Depression is a serious issue that requires serious solutions, yet too many with major depressive disorder have tried a whole host of medicines to no avail, eventually moving toward Treatment-resistant depression or TRD.
TRD does not necessarily mean that depression cannot be treated, but rather that it does not respond to the usual treatments, meaning people with TRD have often tried a good deal of treatments. This is where ketamin comes in–not as a party drug or anesthetic, as many might initially think of it, but rather an ‘antidepressant’ for those who have tried many antidepressants.
Mental health professionals, from those with a Masters in School Counseling online to those treating elderly patients, know that the scope for mental health treatment is vast and complex, and while a ketamine-related medication might seem unconventional, it’s always about doing what’s best for the patient.
Ketamin as Treatment
For depression, ketamine is given in a sub-anesthetic dose and is thought to work through several methods of action (MOA), first and foremost, by blocking NMDAR receptors, which increases glutamate release and activates other receptors. This MOA emphasizes the increase in excitatory glutamate, which is thought to enhance synaptic plasticity and neural connectivity, potentially reversing depression-related deficits.
At the same time, ketamine boosts brain-derived neurotrophic factor (BDNF) signaling, promoting neurogenesis and resilience in key brain areas like the prefrontal cortex. The big difference between these effects and traditional antidepressants is time. Some selective serotonin uptake inhibitors (SSRIs) take weeks before effects are noticed, ketamine can work in minutes.

Finding Alternatives
Ketamine has derivatives, many with the potential for fewer unwanted side effects, reduced dangers for abuse, and improved formulas. A commonly used ketamine alternative is Esketamine, which is essentially a more refined version of ketamine. Esketamine is used in place of ketamine for psychiatric purposes. It has also received FDA approval for TRD in the form of a nasal spray.
Eskatamine offers a similar rapid-acting antidepressant effect with potentially fewer side effects and a reduced risk of abuse via the nasal spray delivery system. Although it is only FDA-approved and administered in a few highly controlled settings, ensuring its use for mental health treatment is safe and monitored.
Esketamin is still no perfect drug, and the fact that it is so heavily regulated limits its use. This is where (2R,6R)-Hydroxynorketamine or RR-HNK comes into play.
RR-HNK is a metabolite of ketamin, meaning it is a compound produced when the body processes ketamine–although it can be synthesized by itself. Unlike ketamine, RR-HNK has been found to retain therapeutic effects, such as alleviating symptoms of depression, while potentially minimizing risks like dissociation and abuse. This makes it a promising candidate for safer and more targeted treatments.
The RR-HNK Trial
A recent drug trial organized by the National Institute of Health looked at the safety and tolerability of RR-HNK by studying its pharmacokinetics and pharmacodynamics in vivo–in other words, how the drug moves through and affects the living body.
74 participants aged between 18 and 65 were placed in three randomized trials with placebos. After weeks of trials and data collection, it was determined that RR-HNK was safe and caused no serious side effects. Safety aside, the drug lived up to expectations–with participants reporting no symptoms of sedation or dissociation.
The Findings
The Phase 1 assessment found that adverse events referred to as AEs were mild, resolving within a day without treatment, and occurred in 13 drug recipients and five placebo recipients. No serious side effects or mood-related issues arose. Drug levels in the blood increased predictably with higher doses, peaking about 0.7ng/mL–1-hour post-infusion and clearing within seven to eight hours. Repeated doses showed consistent results without significant drug buildup.

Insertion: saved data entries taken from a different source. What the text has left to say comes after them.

PR #371, opened 2026-09-15
Cosmos + EVM specific

KirillPamPam:
# EVM connectors on Cosmos chains (Injective)

## Summary

Cosmos SDK chains with an EVM module serve the Ethereum JSON-RPC (and its websocket) next to the
CometBFT RPC, the LCD and the SDK gRPC API. Injective is the first one we route. Until now a cosmos
upstream could only carry `tendermint`, `rest` or `grpc` connectors; a `json-rpc` one was refused
by the cosmos factory, and even if it had been accepted, the EVM chain validator would have compared
`eth_chainId` against the cosmos network name (`injective-888`) and refused the upstream.

This PR lets an Injective upstream mix `json-rpc` / `websocket` with the cosmos connectors, gives
the EVM side its own chain ids, and separates the specific that runs the probes from the specific
that drives the head - on a mixed-API upstream they can belong to different API families.

Requires `github.com/drpcorg/public` **v1.4.0** (bumped here), which adds the `cosmos-evm` bundle
(`eth` + `cosmos`), points Injective at it, and declares the EVM ids in `chains.yaml`:

```yaml
- id: Testnet
  chain-id: injective-888
  chain-ids:
    cosmos: injective-888
    eth: 0x59f
  net-version: 888
```

## What was verified against a live node

Injective testnet, the same block fetched from all four APIs:

| API | height | hash | parent |
|---|---|---|---|
| CometBFT `/block` | 139732091 | `57D9…E12F` (hex) | `E50F…BC16` |
| LCD `blocks/{h}` | 139732091 | same, base64 | same |
| gRPC `GetBlockByHeight` | 139732091 | same, raw bytes | same |
| EVM `eth_getBlockByNumber` | 139732091 | same, `0x` hex | same |

The EVM `hash` is the CometBFT block-id hash and `parentHash` is `last_block_id.hash`, so every
flavor reduces to the same `HashId` and cross-upstream lag detection works unchanged. `latest`,
`finalized` and `safe` answer the same height in one batch request. The chain ids differ per API:
`eth_chainId` is `0x59f` (mainnet `0x6f0`), `net_version` is `888` (mainnet `1776`) - and on
testnet `net_version` is *not* the decimal of `eth_chainId`, hence the explicit `net-version`.

### Per-family chain ids (`pkg/chains`)

- `ConfiguredChain.ChainIds` carries the new `chain-ids` map, keyed by `BlockchainType`.
- `ChainIdFor(t)` returns the family's id when declared, otherwise the chain's own `chain-id`.
  Every chain validator and every "is chain validation configured" check now reads through it -
  the cosmos/tendermint ones with `chains.Cosmos`, the EVM validator and the locally served
  `eth_chainId` with `chains.Ethereum`, and so on. No direct `.ChainId` reads remain outside the
  registry.
- `net_version` stays a single field: the loader derives it from the EVM chain id (`chain-ids.eth`
  when declared, else `chain-id`) unless `net-version` is explicit, the same rule as before.
- The loader rejects a `chain-ids` key that is not a blockchain type, and an entry for the chain's
  own type that contradicts `chain-id`.
- `GetChainByChainIdAndVersion` also matches chains that declare an id for the queried family, so
  the EVM validator's "actually it's X" log names Injective correctly.

### Cosmos factory (`cosmos_specific`)

`NewCosmosSpecific` maps `json-rpc` and `websocket` connectors straight to
`evm_specific.NewEvmChainSpecific`, the same way Tron's json-rpc connector is handled. It now takes
the full connector list and the manual labels, which the upstream factory passes through.

No override of the EVM logic was needed: finalized equals latest on Injective, the pruned-state
error (`height N is not available, lowest height is M`) is already in the EVM no-data list,
`eth_syncing`, `eth_getLogs`, `eth_getProof`, `eth_gasPrice` and `txpool_status` all answer as
on an Ethereum node.

Which connector drives the probes follows the existing rule: the internal-request connector is the
lowest type by the default-mode order, so with `json-rpc` present it is `json-rpc`, and the EVM
logic runs health, chain validation, labels and lower bounds. That is the right side to probe: the
EVM state is pruned independently of the CometBFT block store (the test node kept blocks from
height 0 but state only from 64899000), and only the EVM detectors see that.

### One specific per role (`upstream_factory`)

Until now the factory built one `ChainSpecific` from the internal-request connector and handed it
to every processor, the head processor included. The head connector is chosen by a different rule
(lowest type in `default` mode, highest in `strict`), so on a mixed-API upstream the two could
disagree: a strict-mode Injective upstream with `json-rpc` + `tendermint` + `rest` + `grpc` got the
EVM specific for probes and a `grpc` head connector, and the head processor tried to open
`eth_subscribe` as a gRPC server stream - the node rejected it and the upstream stayed headless.

The factory now builds two specifics. The **probe** specific comes from the internal-request
connector and runs every poll: validators, labels, lower bounds, method detection, cap detectors
and the finalized/safe block processor. That is where they all ran before, so nothing moves. The
**head** specific comes from the head connector and drives only the head processor (and
`PauseHeadWhileSyncing`), the one place the connector's protocol matters because a subscription is
opened on it. On the usual upstream both connectors are the same object and so is the specific. On
a mixed-API upstream each side speaks its own connector's protocol by construction: a `grpc` head
is the Cosmos gRPC head (polled, since the Cosmos gRPC API has no head stream), a `websocket` head
is the EVM `newHeads` subscription, `tendermint` is the CometBFT poll. The head-connector defaults
are unchanged.

### EVM peers validator

Injective returns `net_peerCount` as a JSON number (`41`), where an Ethereum node returns a hex
string. The validator now accepts both; before, `validate-peers` (the strict-mode default) marked
such an upstream unavailable.

### Docs

`05-upstream-config.md`: the `json-rpc` / `websocket` connector bullets describe the cosmos-evm
case and which connector runs the probes; `head-connector` states that the head follows its own
connector's API family; the chain-id validator row points at `chain-ids` / `net-version`; the
peer-count row notes the numeric form.

## Tests

- `pkg/chains/chain_ids_test.go`: lookup, fallback, lowercasing, loader errors, EVM-side lookup by
  id and version, and the testnet net-version case.
- EVM chain validator: Injective testnet validates against `0x59f` / `888`.
- Local request processor: `eth_chainId` / `net_version` on a cosmos-evm chain answer the EVM ids.
- Cosmos factory: `json-rpc` and `websocket` yield the EVM specific; the unsupported-connector test
  moved to `rest-indexer` / `rest-additional`.
- Upstream factory: an Injective upstream with a `json-rpc` internal connector and a `grpc` head gets
  the EVM probe specific and the Cosmos gRPC head specific; a single connector yields one shared
  object.
- Peers validator: numeric `net_peerCount`.
- The cosmos spec-name test now expects `cosmos-evm` for Injective.


EugeneDrpc (approved):
LGTM
`
В strict mode на обычном EVM-апстриме с json-rpc + websocket head-коннектор = websocket, а internal = json-rpc, так что после этого PR они уже не «один объект»: фабрика создаёт второй EvmChainSpecificObject, привязанный к ws. В итоге SubscriptionHead.getLatestBlock (вызывается после каждого (ре)сабскрайба) теперь шлёт eth_getBlockByNumber через websocket вместо HTTP, а ws-запросы не ретраятся. Это самая частая продовая конфигурация, поэтому стоит явно отразить изменение в описании PR и добавить тест: probe = json-rpc, head = websocket, оба specific-а типа EvmChainSpecificObject, но разные объекты.`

The data for safety looks bright, but what about the efficacy? Unfortunately, the previous study is the first of many–most drugs have about five phases of development that can each take years before they hit the shelf, and quantifying depression can be challenging.
If further tests prove RR-HNK acts on the same glutamate and BDNF pathways to alleviate even the most severe symptoms of depression without the unwanted side effects or possibility for abuse, then this drug will be a real game changer.
Other Research on Ketamine to Treat Depression
At the end of the day, RR-HNK is just one ketamine alternative, there are currently trials for other drugs that mimic ketamine action on NMDA and glutamate pathways. Recent trials on another drug, L-655,708, have shown promise. Previously tested as a cognitive performance enhancer that acts as a selective inverse agonist at a subtype of the GABA receptor—an inhibitory neurotransmitter that can work to increase glutamate levels. It has been found to produce sustained antidepressant effects by increasing activity in the hippocampus, similar to ketamine and RR-HNK, but without their psychotic or addictive side effects, making it a promising candidate for treating TRD.
Depression is an issue that will not go away anytime soon, and clinicians need more tools to address the systematic challenges of TRD. More research is needed, but there is certainly promise for new cures, so whether you are a mental health professional or someone in need of help, rest assured that bright minds are working hard to create solutions.